There is only 30 feet between the surface and our father’s headstone. It took me four, five, six confident kicks to get there. At the bottom, I paused. I knew I had a full minute, at least, before that crippling panic would come and compress my body.
You were still down there, a minute, two minutes later, on the same breath you’d jumped in with. One hand buried in the sand, balancing your body, the other hand busy brushing layers of green slime from the marble slate. You didn’t look up when I arrived. You were concentrated on the task. Your mask was one of those fancy anti-glare ones, so I couldn’t see your eyes to see what they might tell me.
I joined you, busying myself with polishing the stone, erasing months of algae.
We were silent, as we would be if our father’s headstone were planted in the ground in an organized cemetery, one in a row of dozens, hundreds, thousands just like it. There, we’d be silenced by the obligation to respect the graveyard. Here, we were silenced by the weight of the water. I released a small ‘hum’ as a sound check. It was clouded, but audible. Your face flicked up in response; lips taught, nose motionless, blonde beard floating. You didn’t smile, and I couldn’t see behind your mask to what your eyes might tell me.
Everything weightless; everything deadweight.
I’ve come along with you when you’ve gone for proper free dives; seventy, eighty, ninety feet down. Here, your task is not grave cleaning, but fishing. You are the hunter, spear gun in hand, eyes wide and searching for that next big fish.
One day like this, some summer day when I was lucky enough to get to tag along all day with you, we took your jet ski three hours up along the raw north shore: nothing but lava fields covered in dense jungle green, waves continuously slaying the shore from the open ocean. And you and I, on a tiny jet ski, bobbing.
You know this landscape. You’ve memorized how every rock meets the sea, how the structures on the surface manipulate the seascape below. You know where it’s shallow enough to anchor the ski, where it’s protected enough to leave it alone. You know where the deepest holes are in the reef, the places where the biggest fish linger; the places where you drop down on them. You’ve mastered silent surprise. These fish have no chance with you as the hunter, spear gun in hand.
You’ve memorized the formation of tunnels and caves in the underwater lava and coral fields. You know, as intimately as a fish does, how to move underwater.
On this day, I say I’ll stay with the ski, so we don’t bother with the anchor. I slip on my mask and fins along side you anyway, so I can be ready if I’m needed. You smile, and drop down, sinking with ease as if you belong thirty, forty, fifty feet down. Sinking with a grace and confidence almost too humble to be human. This is your world, I understand that when I watch you dive.

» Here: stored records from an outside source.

PR #227, opened 2015-09-22
Recommend ivandaviov/minimal to generate initrd

cirosantilli:
Script that does what you already say, but in a single bash command, really convenient.

I also wanted to recommend my fork https://github.com/cirosantilli/runlinux which allows to do it from any kernel tree (declined upstream https://github.com/ivandavidov/minimal/issues/20), but I was afraid that would be too much self promotion :-)

### DIFF
--- a/Misc/contribute.md
+++ b/Misc/contribute.md
@@ -277,6 +277,8 @@ $ qemu-system-x86_64 -snapshot -m 8GB -serial stdio -kernel ~/dev/linux/arch/x86
 
 From now we can run the Linux kernel in the virtual machine and this means that we can begin to change and test the kernel.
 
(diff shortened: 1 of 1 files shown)


0xAX:
Hello @cirosantilli, please use markdown:

    Consider using [minimal](https://github.com/ivandavidov/minimal) to automate the process of generating initrd.

cirosantilli:
How about `ivandaviov/minimal`? Minimal is too generic.

But I still thing that the clearest possibility is to put the full URL as it becomes clear to people that it is a GitHub repo.

`<http://a.com>` is markdown :-) http://spec.commonmark.org/0.21/#autolinks

0xAX:
@cirosantilli Looks good, Thank you, merged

From the surface, I’ve learned to count the minutes on my fingers. And I realize I’m still your lifeguard, still your designated timekeeper. I float like an inept lifesaver on the surface, gazing down through a hundred feet of water at the dark contour of you. I watch you slip into a cave. I float like an inert little sister at the surface. I couldn’t catch you, even if I needed to. When you come up for air, I tell you I want to keep up with you.
“Dive then,” you say, smiling in your quiet way and slip back under.

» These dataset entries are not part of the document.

PR #231, opened 2015-09-24
Slight grammatical cleanup of first 3 paragraphs

lengau:
I attempted to keep the same personal feel in the two paragraphs, but modified their content to sound more 'normal' to native English speakers.

I'm learning more from this than I can contribute on a technical level, but I'd like to help in what ways I can.


0xAX:
Thank you

PR #238, opened 2015-10-05
fix small syntax problems, add new methods for list traverse in the last part

mudongliang:


0xAX:
Thank you @mudongliang

PR #252, opened 2015-10-14
Explaining what are packages and why are they useful

gustavofulton:


mudongliang:
Why do you add this concept? I think this repo focus on the details of Linux kernel, other than details of Linux distribution. Package and package manager , like deb,rpm; apt-get,rpm,zypper,pacman,yaourt e.g. , is not necessary to be included.

0xAX:
Hello @gabesullice,

@mudongliang is fully right here, this repo is only related to the Linux kernel, so I'm closing this

PR #264, opened 2015-10-16
revert "internals" to "insides"

mudongliang:


mudongliang:
I have a little similar problem : There are some other "internals" string in the markdown file. But they are not for url, but like "Book about Linux kernel internals", "try to understand internals of these and other time management concepts" e.g.
I don't know whether to modify "internals" to "insides" in them. Neither do I know why you change name of repo.

0xAX:
Hello @mudongliang, I think we must rename all to `linux-insides`.

mudongliang:
OK, I will then pull requests to revise all the rest "internal" to "insides". Thanks!

PR #1691, opened 2026-05-13
fix(ui): overflow ellipsis not working on custom filter buttons

nmajor25:
Closes FE-127

To fix text ellipsis overflow not working in the custom filters dropdown buttons:

Screenshot 2026-05-13 at 2 42 08 PM

---
## Summary by cubic
Fix overflow ellipsis on custom filter dropdown buttons so long labels truncate instead of wrapping, addressing FE-127. Removes the `flex` class from the button, which blocked `text-overflow: ellipsis` in production.

<sup>Written for commit 6d86ea60cd97c43ea89e439f3e29ccda9034845a. Summary will update on new commits.</sup>

### DIFF
--- a/src/js/views/patients/sidebar/filters/filters-sidebar_views.js
+++ b/src/js/views/patients/sidebar/filters/filters-sidebar_views.js
@@ -30,7 +30,7 @@ const CustomFilterDropList = Droplist.extend({
     return this.getView().$el.outerWidth();
   },
   viewOptions: {
-    className: 'button-secondary w-100 flex',
+    className: 'button-secondary w-100',
     template: hbs`{{ value }}{{#unless value}}{{ defaultText }}{{/unless}}`,
     templateContext: {
       defaultText: i18n.customFilterView.defaultText,


src/js/views/patients/sidebar/filters/filters-sidebar_views.js
```diff
@@ -30,7 +30,7 @@ const CustomFilterDropList = Droplist.extend({
     return this.getView().$el.outerWidth();
   },
   viewOptions: {
-    className: 'button-secondary w-100 flex',
+    className: 'button-secondary w-100',
```
nmajor25, line 33: This is an interesting one.

The overflow ellipsis works in development. But not in production.

It must be something with the css rule ordering vite does differently in dev vs. prod builds?

paulfalgout (approved):

src/js/views/patients/sidebar/filters/filters-sidebar_views.js
paulfalgout: And the totals continue to work regardless of length with this change?

nmajor25: Not sure what you mean, this is just on the button where the filter item's label/text is shown.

There is a point when free diving, that I have only reached with you as a guide. This is the point when I stop swimming, and start falling. I can only equate this to the feeling of flying – only more tangible, more human.
I’m only sometimes brave enough to let the negative buoyancy have me. Thirty, forty feet down, the feeling of weightlessness is intensified and I become a dust particle being pushed down in the flux of tide. This terrifies and exhilarates me: the feeling of falling, the feeling of drifting. As if humans were designed for flight after all. And if ever I get nervous, I simply look to you, soaring down next to me, and in these instances, we ourselves are sea-angels, illuminated by the dulled sun.

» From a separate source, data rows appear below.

PR #1705, opened 2026-05-28
perf(entities): cache bootstrap and workspace fetches

paulfalgout:
Closes FE-143

## What
- Add a fail-soft IndexedDB response cache for JSON:API entity fetches.
- Expose the authenticated user id for cache partitioning and prune other-user cache entries after auth.
- Cache selected bootstrap and workspace entity-service fetches with user/workspace-aware keys and stale-while-revalidate behavior.

## Why
- Startup fetches repeatedly request mostly stable bootstrap/workspace data before the app can render.
- Cached entity responses let the app hydrate from local state quickly while the server remains the source of truth through background revalidation.

## Scope
- Impacts shared entity fetch behavior in `src/js/base/**` and selected entity services for bootstrap/workspace data.
- Updates WorkOS auth provider plumbing to expose user id for partitioning.
- Does not cache patient navigation data or action/patient PHI fetched after startup.

## Deployment Impact
- Normal app deployment required.
- No form bundle redeploy is required beyond the normal app asset deployment.
- Shared entity fetch behavior changes affect bootstrap/workspace startup paths globally.

## Testing
- `npx cypress run --component --spec "src/js/base/cache/*.cy.js,src/js/auth.cy.js"`
- `npm run eslint -- src/js/auth.js src/js/auth.cy.js src/js/base/cache/entity-cache.js src/js/base/cache/entity-cache.cy.js src/js/base/cache/idb.js src/js/base/cache/idb.cy.js src/js/base/cache/response-cache.cy.js src/js/base/collection.js src/js/base/entity-service.js src/js/base/fetch.js src/js/base/jsonapi-mixin.js src/js/base/model.js src/js/entities-service/clinicians.js src/js/entities-service/forms.js src/js/entities-service/programs.js src/js/entities-service/roles.js src/js/entities-service/settings.js src/js/entities-service/states.js src/js/entities-service/teams.js src/js/entities-service/widgets.js src/js/entities-service/workspaces.js src/js/services/bootstrap.js`
- Deployed current branch state to QA2 for manual smoke validation before final commit cleanup.

---
## Summary by cubic
Adds a fail-soft IndexedDB cache for JSON:API entity fetches to speed startup with stale-while-revalidate; cache is partitioned by user/workspace and cleaned up on auth/logout. Addresses FE-143.

- **New Features**
  - IndexedDB response cache with SWR and a 1-week TTL; fails soft if IDB is unavailable.
  - User/workspace-scoped keys; logout clears cache and auth prunes other-user entries.
  - Exposes `auth:getUserId` (sync Radio reply) and implements `getUserId` in `@roundingwell/care-ops-auth` WorkOS provider.
  - Adds `fetchCollectionCache`, `fetchModelCache`, and `fetchByCache`; enabled for bootstrap/workspace data (roles, settings, teams, widgets, workspaces, forms, states, programs by workspace, clinicians by workspace, and `clinicians/me`).
  - Uses canonical GET URLs for cache keys; stamps `__cached_ts` in the fetch layer for consistency.
  - Adds `idb` for IndexedDB access.

- **Bug Fixes**
  - Preload `/appconfig.json` with `crossorigin` to match credentials.
  - Ensure bootstrap always settles by wrapping `getUserId` and cache pruning in try/finally.
  - Do not memoize a failed IndexedDB open; retry later so transient failures don’t disable caching.
  - Stabilize Cypress cache/auth specs with proper Radio cleanup and command queue chaining.

<sup>Written for commit 9208fc2298b661e0bc7a62aff6db2ecd30190910. Summary will update on new commits.</sup>

<a href="https://cubic.dev/pr/RoundingWell/app-frontend/pull/1705?utm_source=github" target="_blank" rel="noopener noreferrer" data-no-image-dialog="true"><picture><source media="(prefers-color-scheme: dark)" srcset="https://cubic.dev/buttons/review-in-cubic-dark.svg"><source media="(prefers-color-scheme: light)" srcset="https://cubic.dev/buttons/review-in-cubic-light.svg">Review in cubic</picture></a>

## Summary by CodeRabbit

* **New Features**
  * Persistent, user-scoped response caching with background refresh for collections and models; cache keys include user/workspace and exposed API to read cached results.
  * App exposes a user-id accessor and keeps a cached user id for scoping.

* **Chores**
  * Added IndexedDB-backed caching and idb dependency; preload now includes crossorigin.
  * JSON:API responses are stamped with cache timestamps for reliable replay.

* **Tests**
  * Added tests covering cache persistence, invalidation, partitioning, background refresh, fail‑soft IndexedDB, and auth cleanup.

[Review Change Stack](https://app.coderabbit.ai/change-stack/RoundingWell/app-frontend/pull/1705?utm_source=github_walkthrough&utm_medium=github&utm_campaign=change_stack)

### DIFF
--- a/src/js/auth.js
+++ b/src/js/auth.js
@@ -99,8 +99,12 @@ async function auth() {
 
   return new Promise(resolve => {
     agent.auth(async() => {
-      cachedUserId = await agent.getUserId();
-      await pruneOtherPartitions(cachedUserId);
+      try {
+        cachedUserId = await agent.getUserId();
+        await pruneOtherPartitions(cachedUserId);
+      } catch {
+        // swallow — boot without cache rather than crash auth.
+      }
       resolve();
     });
   });
--- a/src/js/auth.js
+++ b/src/js/auth.js
@@ -10,11 +10,14 @@ import { AuthProvider } from '@roundingwell/care-ops-auth/AuthProvider.js';
 
 import { addAction } from 'js/datadog';
 
+import { clearCache, pruneOtherPartitions } from 'js/base/cache/entity-cache';
+
 import 'scss/app-root.scss';
 
 import { LoginPromptView } from 'js/views/globals/prelogin/prelogin_views';
 
 let authAgent;
+let cachedUserId;
 
 function trackAuthEvent(name, context) {
   addAction(name, context);
@@ -75,17 +78,31 @@ async function logout() {
   return agent.logout();
 }
 
+function getUserId() {
+  return cachedUserId;
+}
+
 Radio.reply('auth', {
   handleUnauthorized,
   logout,
   setToken,
   getToken,
+  getUserId,
 });
 
 async function auth() {
+  if (location.pathname === AuthProvider.PATH_LOGOUT) {
+    await clearCache();
+  }
+
   const agent = await getAuthAgent();
+
   return new Promise(resolve => {
-    agent.auth(resolve);
+    agent.auth(async() => {
+      cachedUserId = await agent.getUserId();
+      await pruneOtherPartitions(cachedUserId);
+      resolve();
+    });
   });
 }
 
--- a/src/js/base/cache/entity-cache.js
+++ b/src/js/base/cache/entity-cache.js
@@ -1,0 +1,56 @@
+// Per-fetch JSON:API response cache. On hit, cached docs replay through
+// Backbone's parse pipeline so state is byte-identical to a fresh fetch.
+// SWR orchestration lives in BaseEntity.fetch*Cache.
+
+import dayjs from 'dayjs';
+
+import idb from './idb';
+
+export const ENTRY_VERSION = 1;
+// SWR refreshes on every online load, so TTL only bounds offline / cold-start staleness.
+const TTL_HOURS = 24;
+const STORE = 'entities';
+const KEY_SEPARATOR = '|';
+
+// Single source of truth for the cache key format.
+export function cacheKey(userId, workspaceId, url) {
+  return `${ userId }${ KEY_SEPARATOR }${ workspaceId || '' }${ KEY_SEPARATOR }${ url }`;
+}
+
+export async function getResponse(key) {
+  if (!key) return null;
+  const entry = await idb.get(STORE, key);
+  if (!entry) return null;
+  if (entry.entryVersion !== ENTRY_VERSION) return null;
+  if (dayjs.utc().diff(dayjs.utc(entry.ts), 'hour') >= TTL_HOURS) return null;
+  return entry.response;
+}
+
+export async function setResponse(key, response) {
+  if (!key || !response) return;
+  // Synchronous deep-snapshot: later mutations to `response` (e.g. by
+  // Backbone's parse pipeline) cannot leak into the cached form.
+  const snapshot = JSON.parse(JSON.stringify(response));
+  await idb.put(STORE, key, {
+    entryVersion: ENTRY_VERSION,
+    ts: dayjs.utc().format(),
+    response: snapshot,
+  });
+}
+
+// Wipe every cached response. Used on explicit logout.
+export async function clearCache() {
+  await idb.clear(STORE);
+}
+
+// On successful auth, drop any responses keyed for a different user.
+export async function pruneOtherPartitions(currentUserId) {
+  if (!currentUserId) return;
+  const prefix = `${ currentUserId }${ KEY_SEPARATOR }`;
+  const keys = await idb.keys(STORE);
+  await Promise.all(
+    keys
+      .filter(k => typeof k === 'string' && !k.startsWith(prefix))
+      .map(k => idb.delete(STORE, k)),
+  );
+}
--- a/src/js/base/cache/entity-cache.js
+++ b/src/js/base/cache/entity-cache.js
@@ -8,7 +8,7 @@ import idb from './idb';
 
 export const ENTRY_VERSION = 1;
 // SWR refreshes on every online load, so TTL only bounds offline / cold-start staleness.
-const TTL_HOURS = 24;
+const TTL_HOURS = 24 * 7;
 const STORE = 'entities';
 const KEY_SEPARATOR = '|';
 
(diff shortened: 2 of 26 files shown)


src/js/base/entity-service.js
```diff
@@ -35,25 +47,81 @@ export default MnObject.extend({
...
+    const userId = Radio.request('auth', 'getUserId');
+    if (!userId) return this.fetchBy(url, options);
+
+    const { cacheScope, ...requestOptions } = options;
+    const dbKey = cacheKey(userId, this._cacheWorkspaceId(cacheScope), getUrl(url, requestOptions.data));
+    const fetchOptions = { ...requestOptions, _cacheKey: dbKey };
+
+    return getResponse(dbKey).then(cached => {
+      if (cached) {
+        const model = new this.Entity.Model({ id: cached.data.id });
```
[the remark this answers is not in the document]
paulfalgout: it's a backbone.store model

src/js/entities-service/clinicians.js
```diff
@@ -27,7 +27,7 @@ const Entity = BaseEntity.extend({
     const url = `/api/workspaces/${ workspaceId }/relationships/clinicians`;
     const workspace = Radio.request('entities', 'workspaces:model', workspaceId);
 
-    return this.fetchCollection({ url })
+    return this.fetchCollectionCache({ url })
```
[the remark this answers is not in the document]
paulfalgout: acceptable

src/js/entities-service/programs.js
```diff
@@ -16,7 +16,7 @@ const Entity = BaseEntity.extend({
   },
   fetchProgramsByWorkspace(workspaceId) {
     const url = `/api/workspaces/${ workspaceId }/relationships/programs`;
-    return this.fetchCollection({ url });
+    return this.fetchCollectionCache({ url });
```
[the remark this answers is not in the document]
paulfalgout: Verified the scenario is real but observable impact is zero in practice: users in this app effectively never get new workspaces mid-session, and the existing flow already requires a refresh for workspace-membership changes to surface. The SWR background refresh writes the fresh response back to IDB, so a reload picks up new workspaces the same as today. Accepting as a documented SWR limitation; no code change.

src/js/base/entity-service.js
```diff
@@ -35,25 +47,81 @@ export default MnObject.extend({
 
     return collection.fetch(options);
   },
+  fetchCollectionCache(options = {}) {
```
nmajor25, line 50: Something claude found, seems like an edge case. So not sure if it's worth exploring:

> Background SWR fetch swallows 403 silently
> 
> On a cache hit, the background refresh is fired as collection.fetch(fetchOptions).catch(() => {}). 
> 
> For server errors (5xx) this is fine — fetch.js triggers unknownError via Radio before the promise chain, so the error view shows regardless.
> 
> But for a JSON:API 403, neither of those paths fires. A user whose account is revoked mid session would keep browsing on stale cached data with no error, no redirect, nothing. The cache TTL is a week, so this could persist across many visits.
>
>Worth at least checking response.status in the background .catch and triggering unknownError (or forcing a logout) on 401/403, rather than catching everything.

src/js/base/model.js
nmajor25, line 119: Finding from claude, seems like a nitpick.

> isCached() name is misleading
>
> The method now correctly means "has this model been populated from a fetch" (true for both network and IDB responses, false for stubs). That's actually an improvement over develop where the set() override made it always true — so the intent is right.
>
> But the name reads as "is this model currently serving cached/stale data," which is a different thing. A future reader could plausibly branch on it for staleness detection and be wrong. Something like isPopulated() or hasData() would be unambiguous.

src/js/base/entity-service.js
```diff
@@ -35,25 +47,81 @@ export default MnObject.extend({
...
+
+    return getResponse(dbKey).then(cached => {
+      if (cached) {
+        collection.set(cached, { parse: true });
+        collection.fetch(fetchOptions).catch(() => {});
+        return collection;
+      }
+      return collection.fetch(fetchOptions);
+    });
+  },
```
nmajor25, line 70: Another claude finding, not sure if legit.

> SWR cache replay reverts in-session writes on workspace switch
> 
> On switching back to workspace A, fetchCollectionCache replays the IDB snapshot from when the user last loaded workspace A — before any writes made during that visit. A program created in workspace A will be missing from the list for however long the background refresh takes (~200–500ms on a normal connection). This isn't a race — timing of the switch doesn't matter. Any normal workspace switch after a write produces it.
>
> Whether this needs write-through to IDB after model.save() is a product call, but it's worth being explicit about the trade-off.

src/js/base/cache/entity-cache.js
```diff
@@ -0,0 +1,56 @@
...
+// Single source of truth for the cache key format.
+export function cacheKey(userId, workspaceId, url) {
+  return `${ userId }${ KEY_SEPARATOR }${ workspaceId || '' }${ KEY_SEPARATOR }${ url }`;
+}
+
+export async function getResponse(key) {
+  if (!key) return null;
+  const entry = await idb.get(STORE, key);
+  if (!entry) return null;
+  if (entry.entryVersion !== ENTRY_VERSION) return null;
```
nmajor25: Small thing found by claude:

> Version-mismatched entries are never cleaned up — they become permanent dead weight in IDB until the user explicitly logs out (which calls clearCache()). Could opportunistically delete here:
>
> if (entry.entryVersion !== ENTRY_VERSION) {
>    idb.delete(STORE, key);
>    return null;
> }
>
> Low priority since the entry count is small and logout clears everything, but it's a one-liner.

src/js/auth.js
```diff
@@ -75,17 +78,34 @@ async function logout() {
...
+
   const agent = await getAuthAgent();
+
   return new Promise(resolve => {
-    agent.auth(resolve);
+    agent.auth(async() => {
+      try {
+        cachedUserId = await agent.getUserId();
+        await pruneOtherPartitions(cachedUserId);
+      } finally {
```
nmajor25: Claude finding:

> No catch here means if getUserId() throws, the async callback's returned promise rejects unhandled — agent.auth doesn't await it. 
>
> The app boots fine regardless (resolve() still fires), but it'd show up as a spurious unhandled rejection in the console and potentially as a false Datadog alert. 
>
> Since the intent is already "swallow and boot without cache," a catch {} just makes that explicit.

nmajor25 (commented):
Looks good to me, ran it through claude and it found some small things.

src/js/base/entity-service.js
paulfalgout: they'll hit a 403 on any of the page loads after the bootstrap.. so like any worklist or patient or whatever

src/js/base/model.js
paulfalgout: I agree, but for a different day.  it was already called this

src/js/base/entity-service.js
paulfalgout: this is technically true, but we don't make programs very often... and the program lists have to do with filtering clinicians.. I don't think it can cause any real problem, and it's really no different than what happens already.

nmajor25 (approved):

In six, seven, eight kicks, I could be back into positive buoyancy. In eight, nine, ten kicks I could be back at the surface again: a sea turtle arching its neck, head lolling back, snapping its beak for breath. Because I know that I can reverse the affect any moment I please, I stay down. I wait until that crippling panic grips my pinched sponge-lungs. I wait until I’m dizzy with the thought of ever returning myself to air. But I don’t belong here, not really. So, I’ll look to you, and flip my head towards the surface and point my finned feet to the ground, and I’ll ascend.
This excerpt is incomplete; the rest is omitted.